PR #1016, opened 2025-06-03
Split time computations out of RenderRoot

PoignardAzur:


masonry_winit/src/event_loop_runner.rs
```diff
@@ -508,7 +513,23 @@ impl MasonryState<'_> {
...
+                let elapsed = last.map(|t| now.duration_since(t)).unwrap_or_default();
+
+                self.render_root
+                    .handle_window_event(WindowEvent::AnimFrame(elapsed));
+
+                // If this animation will continue, store the time.
+                // If a new animation starts, then it will have zero reported elapsed time.
+                let animation_continues = self.render_root.needs_anim();
+                self.last_anim = animation_continues.then_some(now);
+
```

######

== PROBLEM REQUIREMENTS ==
Each line of the data must come back exactly as written.

== TASK RESULT ==
PR #1016, opened 2025-06-03
Split time computations out of RenderRoot

PoignardAzur:


masonry_winit/src/event_loop_runner.rs
```diff
@@ -508,7 +513,23 @@ impl MasonryState<'_> {
...
+                let elapsed = last.map(|t| now.duration_since(t)).unwrap_or_default();
+
+                self.render_root
+                    .handle_window_event(WindowEvent::AnimFrame(elapsed));
+
+                // If this animation will continue, store the time.
+                // If a new animation starts, then it will have zero reported elapsed time.
+                let animation_continues = self.render_root.needs_anim();
+                self.last_anim = animation_continues.then_some(now);
+
```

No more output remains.